Return the full subcategory of the division objects of self.

A ring satisfies the division axiom if all non-zero elements have multiplicative inverses.

Note

This could be generalized to MagmasAndAdditiveMagmas.Distributive.AdditiveUnital.

EXAMPLES:

sage: Rings().Division()
Category of division rings
sage: Rings().Commutative().Division()
Category of fields
NoZeroDivisors()#

Return the full subcategory of the objects of self having no nonzero zero divisors.
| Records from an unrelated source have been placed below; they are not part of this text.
PR #415, opened 2023-04-13
CNS-376 fixation versioning and migration

orenl-lava:
This PR adds:

1. Versioning and migration for FixationStore. Migrations are expected to be called for each instance explicitly by the users.

2. Migration from v1 to v2 that fixes the refcount of head entries (i.e. latest versions of entries): previously they were initialized with refcount 0, but they need to have refcount 1. It also sets timers for entries that have StaleAt field set: previously it didn't use timers, so now explicitly initialized them for existing entries.                                                                               

3.Module migrations for "plan" and "project" that invoke the fixation migration (v1 to v2) on their respective instances.


common/fixation_migrations.go
```diff
@@ -0,0 +1,77 @@
...
+	sdk "github.com/cosmos/cosmos-sdk/types"
+	"github.com/lavanet/lava/common/types"
+)
+
+func prefixForErrors(from uint64) string {
+	return fmt.Sprintf("FixationStore: migration from version %d", from)
+}
+
+func (fs *FixationStore) MigrateVersion(ctx sdk.Context) (err error) {
+	from := fs.getVersion(ctx)
```
Yaroms, line 16: the version was never set, how are we handling this?

common/fixation_migrations.go
```diff
@@ -0,0 +1,77 @@
...
+	to := types.FixationVersion()
+
+	for from < to {
+		switch from {
+		case 1:
```
Yaroms, line 21: why is the current version 1?

common/fixation_migrations.go
```diff
@@ -0,0 +1,77 @@
...
+
+	fs.setVersion(ctx, to)
+	return nil
+}
+
+// migrate1to2: fix refcounts
+//   - correct refcount of head (most recent) by adding one (because new
+//     entries used to begin with refcount 0 instead of refcount 1)
+//   - correct negative refcounts if found any (for extra care)
+func (fs *FixationStore) migrate1to2(ctx sdk.Context) error {
```
Yaroms, line 40: why dont just use the GetEntry on all of the indexes instead of doing it manually.
also refcounts cant be zero since we have protection for it

Yaroms (changes requested):

common/fixation_migrations.go
orenl-lava: getVersion() returns 1 if no version is set.

common/fixation_migrations.go
orenl-lava: > why dont just use the GetEntry on all of the indexes instead of doing it manually.

For the head entries (i.e. most recent version of entries), indeed GetEntry() would suffice.
But we do three additional things:
- for entries with refcount zero and StaleAt not set, need to set the StaleAt (sanity check, shouldn't happen)
- for entries with StaleAt set: need to start a timer to ensure proper cleanup. (And if the StaleAt has already passed, set a timer for the next block - need to add that to the logic).
- for all entries, check that refcount is not too big - as it would mean underflow occurred before (sanity check, shouldn't happen).
- 
And for these last three items we must do the work manually.

> also refcounts cant be zero since we have protection for it

refcounts can be zero - for entries that are in the middle (i.e. not oldest). That's part of what the fixes of refcount fix.

x/projects/keeper/migrations.go
```diff
@@ -0,0 +1,28 @@
+package keeper
+
+import (
+	"fmt"
+
+	sdk "github.com/cosmos/cosmos-sdk/types"
+)
+
+type Migrator struct {
+	keeper Keeper
```
oren-lava, line 10: same as plans' migrator comment

oren-lava (changes requested):

x/plans/keeper/migrations.go
```diff
@@ -0,0 +1,25 @@
+package keeper
+
+import (
+	"fmt"
+
+	sdk "github.com/cosmos/cosmos-sdk/types"
+)
+
+type Migrator struct {
```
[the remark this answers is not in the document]
orenl-lava: Not "should" but "may". Your example is for "bank" specific module migration. But other modules don't necessarily use it. Specifically, our modules do not have an `export/` subdir.

common/fixation_migrations.go
```diff
@@ -0,0 +1,77 @@
...
+
+	sdk "github.com/cosmos/cosmos-sdk/types"
+	"github.com/lavanet/lava/common/types"
+)
+
+func prefixForErrors(from uint64) string {
+	return fmt.Sprintf("FixationStore: migration from version %d", from)
+}
+
+func (fs *FixationStore) MigrateVersion(ctx sdk.Context) (err error) {
```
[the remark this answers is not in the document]
orenl-lava: As we discussed, for FixationStore (and later TimerStore) we keep it as is, because (1) they are not independent modules, (2) to avoid exposing internal API (or copying existing code). This decision can be revisited later.

common/fixation_migrations_test.go
```diff
@@ -0,0 +1,91 @@
+package common
```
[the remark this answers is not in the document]
orenl-lava: see comment above (https://github.com/lavanet/lava/pull/415#discussion_r1170080662)

x/projects/keeper/migrations.go
orenl-lava: same as plans' migrator reply comment

common/fixation_migrations.go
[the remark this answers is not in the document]
orenl-lava: As for "x/plans" and "x/projects", their upgrade involves just calling FixationStore's MigrateVersion(), not necessary to create a separate directory + function for that. See updated PR.

Yaroms (dismissed):

Yaroms (approved):

Yaroms (approved):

A zero divisor in a ring \(R\) is an element \(x \in R\) such that there exists a nonzero element \(y \in R\) such that \(x \cdot y = 0\) or \(y \cdot x = 0\) (see Wikipedia article Zero_divisor).

EXAMPLES:

sage: Rings().NoZeroDivisors()
Category of domains

Note

This could be generalized to MagmasAndAdditiveMagmas.Distributive.AdditiveUnital.